Размер шрифта
-
+

Дневник. 1914-1916 - стр. 21

Прежде мы как-то выдавливали из среды своей неотвязную скуку. Мы собирались вместе, и было легче. Забьемся в купе 8-10 человек: душно, тесно и мило. А теперь разошлись, разъединились. Сидим в одиночку или попарно. Прежнего компанейства нет и следа. Распалось единение, и стало еще несноснее, еще грустнее.

Воззвание

Первым и самым сильным впечатлением моим на санитарном поезде было возмущение по поводу персонального бюджета. Я недоумевал, как могут люди пользоваться здесь со спокойной душой всеми благами чужого достатка. Организация земская могуча и богата, но отсюда ведь совсем нет вывода, что в нее следует впиваться пауком. А мы оказались самыми обыкновенными, безжалостными пауками. Я говорю здесь о прекрасной пище, расход на которую можно было бы смело сократить вдвое, но рискуя уменьшить питательность. Если бы вопрос этот был поставлен с самого начала организацией как официальное сообщение или, лучше даже, если бы тут никакого вопроса и не поднималось вовсе, а учли бы попросту заранее всю массу ненужного перерасхода и ограничили бы власть заведующих этой частью… Но этого не сделали. Я удивлялся той свободе, с которою распределяли здесь чужие деньги. И надо сказать, что здесь еще были честнейшие и экономнейшие люди. А ведь есть поезда, где наполучали таких счетов, которые союз отказывался даже утверждать: таков, например, 208-й поезд времен д-ра Гецельде.

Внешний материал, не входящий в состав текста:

PR #1227, opened 2021-02-10
fix(lib/navigation): don't set state to empty if fields are required

fkm-adfinis:
Otherwise, there's no other way than do go though all (sub-)forms
to check where the missing question is located.

### DIFF
--- a/addon/lib/field.js
+++ b/addon/lib/field.js
@@ -219,13 +219,19 @@ export default Base.extend({
    * @property {Boolean} isDirty
    * @accessor
    */
-  isDirty: computed("question.isCalculated", "isNew", "isDefault", function () {
-    if (this.question.isCalculated) {
-      return false;
-    }
+  isDirty: computed(
+    "isDefault",
+    "isNew",
+    "question.isCalculated",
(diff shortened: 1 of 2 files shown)


fkm-adfinis:
Screenshot_20210210_121942

The question marks show where there are missing questions. The orange color shows that they are dirty.

anehx (changes requested):
That doesn't make any sense to me.. Why are we excluding empty optional field? This would mean that when the user only fills an optional field the state in the navigation would still show empty - which is wrong.

fkm-adfinis:
We are excluding non-optional fields to help the user find forms with missing fields that are required.

The `empty`/`in-progress` might be used incorrectly here. But I'm open to suggestions. What I need is for the navigation to show which form is missing input. Even if the form has never been touched.

anehx:
LGTM, if you think you tested it and it does what it should you can go ahead and merge.

anehx (approved):

anehx:
Ah, commit message now doesn't fit the changes anymore - please fix that before merging..

PR #1230, opened 2021-02-10
feat(jexl): add transforms for mathematical functions

aziiee:


anehx (changes requested):
Tests are missing

czosel:
While we're at it, I'd consider the following functions useful as well: `pow`, `abs`. For `round`, it might be convenient to expose a second argument to specify the number of decimal places that should be returned (i.e. `(num, places) => Math.round(num) * Math.pow(10, places) / Math.pow(10, places)`).

A last remark which is probably out of scope for now but might become interesting in the future: Should we consider function syntax as well? (i.e. `pow(2, 3)` instead of `2|pow(3)`)

anehx:
> While we're at it, I'd consider the following functions useful as well: `pow`, `abs`. For `round`, it might be convenient to expose a second argument to specify the number of decimal places that should be returned (i.e. `(num, places) => Math.round(num) * Math.pow(10, places) / Math.pow(10, places)`).
> 
> A last remark which is probably out of scope for now but might become interesting in the future: Should we consider function syntax as well? (i.e. `pow(2, 3)` instead of `2|pow(3)`)

I agree that `round` should accept a parameter for digits - this needs to be done. However, I don't think `pow` and `abs` are really useful at the moment. `rounddown` (`Math.floor`) and `roundup` (`Math.ceil`) would be more helpful at the moment.

addon/lib/document.js
```diff
@@ -127,6 +127,9 @@ export default Base.extend({
       console.debug(`${label}:`, any);
       return any;
     });
+    documentJexl.addTransform("min", (arr) => Math.min(...arr));
+    documentJexl.addTransform("max", (arr) => Math.max(...arr));
+    documentJexl.addTransform("round", (num) => Math.round(num));
```
anehx, line 132: You should handle what happens if there is a non number as input. I don't think you want `NaN` in your JEXL. Those should return `null` when failing as do the other transforms.

aziiee:
> > While we're at it, I'd consider the following functions useful as well: `pow`, `abs`. For `round`, it might be convenient to expose a second argument to specify the number of decimal places that should be returned (i.e. `(num, places) => Math.round(num) * Math.pow(10, places) / Math.pow(10, places)`).
> > A last remark which is probably out of scope for now but might become interesting in the future: Should we consider function syntax as well? (i.e. `pow(2, 3)` instead of `2|pow(3)`)
> 
> I agree that `round` should accept a parameter for digits - this needs to be done. However, I don't think `pow` and `abs` are really useful at the moment. `rounddown` (`Math.floor`) and `roundup` (`Math.ceil`) would be more helpful at the moment.

I'll make the following changes in that case:
- Parameter for `Math.round()`
- Add `Math.ceil()`, `Math.floor()`

sbor23:
Just to ensure the same behavior in both js and python.
In pyjexl the args are optional by default, meaning that `1.5|round" == 2`, `1.5|round() == 2.0`, `"1.55"|round(1) == 1.6`.
Can we expect the same from js jexl?

anehx:
> Just to ensure the same behavior in both js and python.
> In pyjexl the args are optional by default, meaning that `1.5|round == 2`, `1.5|round() == 2.0`, `1.55|round(1) == 1.6`.
> Can we expect the same from js jexl?

It has to be implemented that way, yes @aziiee

czosel:
@sbor23 Python compat is a good point:

https://developer.mozilla.org/en-US/docs/Web/JavaScript/Reference/Global_Objects/Math/round#description
> If the fractional portion is exactly 0.5, the argument is rounded to the next integer in the direction of +∞. Note that this differs from many languages' round() functions, which often round this case to the next integer away from zero, instead giving a different result in the case of negative numbers with a fractional part of exactly 0.5.

JS: `Math.round(0.5) == 1`
Py: `round(0.5) == 0`

czosel:
Follow-up: For the python implementation, we should use the `decimal` module with the ROUND_CEILING strategy.
https://docs.python.org/3/library/decimal.html#rounding-modes

addon/lib/document.js
aziiee: Updated as requested

addon/lib/document.js
```diff
@@ -127,6 +127,21 @@ export default Base.extend({
       console.debug(`${label}:`, any);
       return any;
     });
+    documentJexl.addTransform("min", (arr) => Math.min(...arr));
+    documentJexl.addTransform("max", (arr) => Math.max(...arr));
+    documentJexl.addTransform("round", (num, places) =>
+      isNaN(num)
+        ? null
+        : !isNaN(places)
```
anehx, line 135: Why? This isn't user input. We can assume that this is a number

anehx (changes requested):

addon/lib/document.js
aziiee: That is true, fixed

addon/lib/document.js
```diff
@@ -127,6 +127,21 @@ export default Base.extend({
       console.debug(`${label}:`, any);
       return any;
     });
+    documentJexl.addTransform("min", (arr) => Math.min(...arr));
+    documentJexl.addTransform("max", (arr) => Math.max(...arr));
```
anehx, line 131: Those `arr`s need to be filtered, including a test for it

sbor23:
> @sbor23 Python compat is a good point:
> 
> https://developer.mozilla.org/en-US/docs/Web/JavaScript/Reference/Global_Objects/Math/round#description
> 
> > If the fractional portion is exactly 0.5, the argument is rounded to the next integer in the direction of +∞. Note that this differs from many languages' round() functions, which often round this case to the next integer away from zero, instead giving a different result in the case of negative numbers with a fractional part of exactly 0.5.
> 
> JS: `Math.round(0.5) == 1`
> Py: `round(0.5) == 0`

Damn I wasn't even aware of the python3 default implementation! :see_no_evil:

> Follow-up: For the python implementation, we should use the `decimal` module with the ROUND_CEILING strategy.
> https://docs.python.org/3/library/decimal.html#rounding-modes

Well let's not turn this into an argument which is the "right" rounding strategy, as the js-way is definitely the most intuitive and "taught in school". So this is the way as you proposed.

anehx:
> Well let's not turn this into an argument which is the "right" rounding strategy, as the js-way is definitely the most intuitive and "taught in school". So this is the way as you proposed.

Haha, exactly what I said as well :wink: Totally agree!

addon/lib/document.js
anehx: Also, the backend implemented a `sum` function (totally useful transform!) so the JS should implement this as well.

```js
documentJexl.addTransform("sub", (arr) => {
  const nums = arr.filter((num) => typeof num === "number");
  return nums.reduce((num, base) => base + num, 0);
});

Also maybe we should add `avg` for the average?
```

addon/lib/document.js
```diff
@@ -127,6 +127,30 @@ export default Base.extend({
       console.debug(`${label}:`, any);
       return any;
     });
+    documentJexl.addTransform("min", (arr) => {
+      const nums = arr.filter((num) => !isNaN(num));
+      return nums.length ? Math.min(...nums) : null;
+    });
+    documentJexl.addTransform("max", (arr) => {
+      const nums = arr.filter((num) => !isNaN(num));
```
anehx, line 135: Maybe extract this so it's not duplicated? Something like `const onlyNumbers = (nums) => nums.filter((num) => !isNaN(num));`

addon/lib/document.js
aziiee: Agree, I've added both since we can benefit from both of them

anehx (changes requested):

addon/lib/document.js
aziiee: Done!

addon/lib/document.js
```diff
@@ -116,6 +116,7 @@ export default Base.extend({
    */
   jexl: computed(function () {
     const documentJexl = new jexl.Jexl();
+    const onlyNumbers = (nums) => nums.filter((num) => !isNaN(num));
```
anehx, line 119: Take this out of this property to the top of the file. This way the function is redefined in each computation of this property..

addon/lib/document.js
```diff
@@ -127,6 +128,34 @@ export default Base.extend({
...
+        : Math.round(num)
+    );
+    documentJexl.addTransform("ceil", (num) =>
+      isNaN(num) ? null : Math.ceil(num)
+    );
+    documentJexl.addTransform("floor", (num) =>
+      isNaN(num) ? null : Math.floor(num)
+    );
+    documentJexl.addTransform("sum", (arr) =>
+      onlyNumbers(arr).reduce((num, base) => base + num, 0)
```
anehx, line 153: Extract `.reduce((num, base) => base + num, 0)` into a `sum` function since you use that in the `avg` function as well

addon/lib/document.js
```diff
@@ -127,6 +128,34 @@ export default Base.extend({
...
+    });
+    documentJexl.addTransform("max", (arr) => {
+      const nums = onlyNumbers(arr);
+      return nums.length ? Math.max(...nums) : null;
+    });
+    documentJexl.addTransform("round", (num, places) =>
+      isNaN(num)
+        ? null
+        : places
+        ? Math.round(num * Math.pow(10, places)) / Math.pow(10, places)
```
anehx, line 143: Drop the line below and provide a default value of `0` for the argument `places`. `Math.pow(10, 0)` will result in `1` so it does the right thing. This way we can get rid of the nested ternary which is really hard to read

anehx (changes requested):

anehx (approved):
Looking good! Sorry for the many nitpicks.. Good work! :fire:

PR #1233, opened 2021-02-11
fix(jexl): fix division by 0 in avg transform

aziiee:
Calculating the average of an empty array would result in a `0/0`
division. `null` has to be returned in that case instead of `NaN`.


aziiee:
cc @sbor23

anehx (approved):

Ну что же это такое? Правда, на совещаниях хозяев много было говорено о «разумной экономии», но эти разговоры остались ведь пустым звуком. Тут ошибка была с самого начала: не учли того, что идут сюда главным образом идейные работники, а следовательно, публика самая нетребовательная по части внешних довольств. Что говорить – были такие и у нас, которые требовали себе кофе вместо чая, чуть не в драку лезли из-за десертных блюд, но это ведь меньшинство. Главным же образом такая публика (и это уже подавляющее большинство), которая временем и безработицей приглушила в себе протест и возмущение против этой незаконной роскоши. Мы все пришли сюда с чистой мыслью помощи и самопожертвования – и только с этой мыслью, других соображений не было у подавляющего большинства. То, что мы загрязли и опустились до сибаритства, объясняется не только нашей тупостью и близорукостью, но, в значительной степени, условиями нашей жизни. Мы все время в четырех стенах или в горах. Общение у нас только между собой. Большинство томится скукой и безработицей; очевидно для себя и других погружается в неизбежное болото. Изредка пронесутся живые мысли, подобно метеорам, но они быстро исчезают. Вот помню я и о себе.